(Goal of the exercise): Below are the records; count how many of their lines contain the word "What" and give that number only.
-------- Data
PR #1180, opened 2019-02-19
Use mutex instead of ChildProcess.kill

### LINKED ISSUE #1166: Sometimes, the build action lasting very, very long time and it can not end. When I restart the VScode, it can work well.
It seems that after I modified the tex file and build the tex file several times, the problem will occur. There is no error to report. And the state of build represent it is building now, but it can not end successfully. After I restart the VScode, it can build well again. 
OS: win10
VScod:1.31.0
latex-workshop:5.21.0

Now, What can I do for fixing the problem?
Besides, What can I do for stop the building task? Thanks very much in advance.

tamuratak:
This is a PR to fix #1166.

I think the cause of the issue is that `ChildProcess.kill` is used to terminate a current latex processing. Immediately after calling it, we restart a new latex processing. Because we don't wait for the killing process to finish, `Builder.currentProcess` is not appropriately set, this issue occurs. One possible scenario is the following.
----------------
(Task answer): 2